Una mamma morta con la bimba ancora stretta tra le braccia, anche lei morta. Intorno l'appello dei soccorritori: «State tutti zitti, così riusciamo a sentire se qualcuno si lamenta...». Scena da un dramma. Lo stesso dramma che colpisce i genitori che attendevano Antonio per l'ora di pranzo, ma ieri i ragazzi sono usciti prima dalla scuola dove si tenevano gli esami di riparazione. E così lui, Antonio Summo, 15 anni, studente di un istituto tecnico industriale con la passione per la tromba che coltivava al Conservatorio, si è ritrovato sul treno partito da Andria: tornava a casa, ma è morto nel tragico scontro fra treni avvenuto ieri mattina in Puglia. I genitori lo hanno cercato dappertutto, gli zii e i nonni pure. Alla fine, solo nel pomeriggio, è affiorata la drammatica verità: per il ragazzo non c'è stato niente da fare, il corpo era già stato trasportato al Policlinico di Bari. Vittima dello scontro tra i treni che ha fatto 26 vittime: 25 passeggeri dei due convogli e un contadino colpito dalle lamiere dei convogli, per il quale il destino è stato ancora più beffardo. Per lo più studenti, pendolari, anziani. Gente comune della porta accanto.

Ma torniamo ad Antonio. Che su quel treno non doveva nemmeno esserci, il suo ritorno era previsto alcune ore dopo. Il 15enne era partito da Ruvo di Puglia per Andria di prima mattina in modo da arrivare in classe puntuale e sostenere gli esami di riparazione, due debiti accumulati durante l'anno. Invece a quanto pare i programmi sono cambiati all'ultimo momento, agli studenti è stato consentito di uscire prima e sarebbero dovuti rientrare a scuola soltanto più tardi per l'altra prova. I familiari hanno sperato fino all'ultimo. Loro, come tanti altri parenti dei passeggeri, si sono precipitati sul luogo del disastro, sono rimasti in attesa mentre i soccorritori scavavano e offrivano acqua ai primi superstiti, hanno sostato a lungo laggiù prima di cominciare una drammatica ricerca negli ospedali della zona: a Bisceglie, Barletta, Andria, Terlizzi. Alla fine è arrivata una telefonata dal Policlinico di Bari: i genitori sono accorsi al reparto di Medicina legale, dove hanno appreso la notizia; con loro c'era il nonno: ieri mattina aspettava una telefonata del nipote, doveva andare a prenderlo alla stazione. Ma quella chiamata non è mai arrivata, l'uomo ha saputo del disastro mentre era in coda all'ufficio postale. All'interno dei vagoni accartocciati e ridotti a un ammasso di lamiere, i vigili del fuoco hanno lavorato per lunghe, interminabili ore nel tentativo di aprirsi un varco e là dentro hanno trovato anche i corpi senza vita di una donna e una bambina: madre e figlia, erano abbracciate. Le operazioni di soccorso sono andate avanti per ore, ma fin dalle prime fasi s'è fatta largo la tragica ipotesi di una strage. I treni forse non erano affollati come all'ora di punta, ma c'era comunque tanta gente su quei vagoni spazzati via all'improvviso, polverizzati dopo uno scontro all'uscita di una curva. Il bilancio si è rapidamente aggravato.
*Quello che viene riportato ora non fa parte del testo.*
PR #281, opened 2022-09-23
Adds a quick way of provisioning a validator in GCP

brunocalza:


infra/main.tf
```diff
@@ -0,0 +1,106 @@
...
+variable "credentials_file" {
+    type = string
+}
+
+provider "google" {
+    credentials = file("${var.credentials_file}")
+
+    project = "textile-310716"
+    region  = "us-west1"
+    zone    = "us-west1-b"
```
jsign, line 27: Maybe makes sense to make these also `${var.***}`?

infra/main.tf
```diff
@@ -0,0 +1,106 @@
...
+}
+
+resource "google_compute_instance" "validator" {
+    name         = "${var.vm_name}"
+    machine_type = "e2-standard-2"
+    tags         = ["https-server", "grafana", "ssh-vm"]
+    deletion_protection = false
```
jsign, line 34: In our infra docs we suggest setting this to `true`. 
No strong opinion in doing the same here, just checking if was intentional.

infra/main.tf
```diff
@@ -0,0 +1,106 @@
...
+            image = "ubuntu-2204-jammy-v20220902"
+            type = "pd-ssd"
+            size = "30"
+        }
+    }
+    
+    network_interface {
+        network = "default"
+        access_config {}
+    }
```
jsign, line 47: Prob out of scope for Terraform, but we should remember (maybe comment here?) that the operator should set up firewall rules, but perhaps that's somewhat obvious.

jsign (approved):
Great! :100:

infra/main.tf
brunocalza: We can set the firewall rules here or add a `depends on` so Terraform checks if firewall rule exists

jsign (dismissed):

jsign (approved):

«Sembra un disastro aereo», ha scritto su Facebook il sindaco di Corato, Massimo Mazzilli. Tra le vittime c'è anche un funzionario di polizia: si chiamava Fulvio Schinzari, aveva 53 anni, in passato aveva diretto i commissariati di Canosa di Puglia e Trani, da qualche tempo era in servizio alla questura di Bari. Il corpo è stato riconosciuto da un suo collega, un poliziotto intervenuto nei soccorsi. C'è un drammatico filo comune del dolore tra quel fazzoletto di terra devastato dall'incidente, gli ospedali e il centro allestito nel palazzetto dello sport di Andria. Dove la gente, assistita dagli psicologi, chiede notizie per alimentare una speranza che diventa sempre più flebile con il passare delle ore.